10 – Contextualização e consciencialização ecológica pela negativa – À semelhança do ponto

de atitudes ecológicas, no entanto, neste caso, a experiência que se proporcionará ao turista da paisagem, tem uma conotação negativa. Entende-se que, ao testemunhar e compreender o impacto de ações negligentes para com o ambiente, o turista integre, não o que pode vir a perder na paisagem (ponto 9) mas o que já perdeu. Assim, o turista deverá ser apresentado às “feridas“ da paisagem como pedreiras, lixeiras, zonas industriais abandonadas, etc.

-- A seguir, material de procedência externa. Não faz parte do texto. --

PR #101, opened 2019-02-21
Ensure helm charts are built


evrardjp:
Whether the developer mode is enabled or not, the helm charts need to be built.
On top of that, when developer mode is used, it currently skips the build
as the git clone isn't changed.


evrardjp:
I will rebase this.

- No âmbito da descoberta da Identidade estética da paisagem, a paisagem oferece a seguinte

valência:

11 – O sentimento do belo e do sublime – O turista da paisagem vive a experiência estética através

da perceção da identidade estética da paisagem. A identidade estética é o carácter sensível da paisagem. No âmbito da apreciação estética o indivíduo pode sentir o belo e o sublime, sendo este último o êxtase da experiência estética. O sublime pode ser proporcionado através da experiência da identidade estética da paisagem. Propus uma noção de sublime da paisagem, que se fundamenta na aproximação metafisica que o indivíduo sente a determinada paisagem. O indivíduo projeta na paisagem as suas ideias, os seus valores e o seu passado de tal modo que quando se depara com uma identidade estética com a qual se identifica, poderá potencialmente ir ao encontro do sentimento do sublime. Assim, idealmente o turista deveria ter oportunidade de escolher quais as paisagens que gostaria de visitar, ou seja, aquelas pelas quais, à partida, sente afinidade. Para isso, mais uma vez, será necessário fazer uma leitura do território de modo a identificar as diferentes zonas homogéneas de paisagem que ele contempla. Depois, dentro de cada paisagem, o turista deverá ser levado aos locais onde a identidade estética da paisagem revela o seu carácter com especial expressão. Por exemplo, uma identidade estética de paisagem litoral que se caracteriza por elementos como a presença do mar, areia, escarpas, dunas, atividades náuticas, pesca, etc, terá o seu carácter potenciado nos locais onde estes elementos se apresentam com mais intensidade. Isto é, onde o mar se apresenta com mais vastidão, o areal com especial extensão, as escarpas com maior altura etc. Trata-se, portanto, de interpretar quais as características físicas particulares a cada elemento da paisagem e procurar oferecer ao turista os elementos que apresentam essas características com maior expressão. Esses são os locais da paisagem onde os sentidos são mais estimulados e a identidade estética da paisagem apresenta a expressão máxima do seu carácter.

A análise da paisagem enquanto objeto turístico implica descobrir, não o que a paisagem é, isso deixamos para o longo debate da definição da paisagem, mas o que ela tem para oferecer ao turista da paisagem. Deste modo abordei a paisagem segundo uma porção de território que se distingue das demais pelas suas três identidades: Natural, Cultural e Estética. O conjunto destas três identidades forma um todo que o turista reconhece como uma paisagem homogénea. Descobrir essa paisagem homogénea, implica descobrir as suas três identidades e, para isso, propus as onze experiências distintas anteriormente enumeradas.

Embora se pretenda com esta análise a aproximação do roteiro completo da paisagem enquanto objeto turístico, com aplicação universal a todos os tipos de paisagem, a verdade é que, antes de constituirmos uma paisagem enquanto objeto turístico, devemos ter em conta o seu potencial de interesse para o turista da paisagem. Isto é, do ponto de vista do mercado, não faz sentido oferecer roteiros de paisagens nos quais o turista reconhece pouco interesse, mesmo que a paisagem visada apresente, à partida, uma forte expressão das suas identidades natural, cultural e estética. Portanto, embora este formato de roteiro turístico possa ser aplicado a todo o tipo de paisagens, pode não fazer sentido que assim o seja.

No último capítulo desta dissertação passarei a demonstrar a aplicabilidade deste conceito de roteiro turístico completo da paisagem, a uma das paisagens da Região de Lisboa e Vale do Tejo mas, para isso, terei primeiro de fazer uma leitura das características do território e do seu potencial para turismo da paisagem.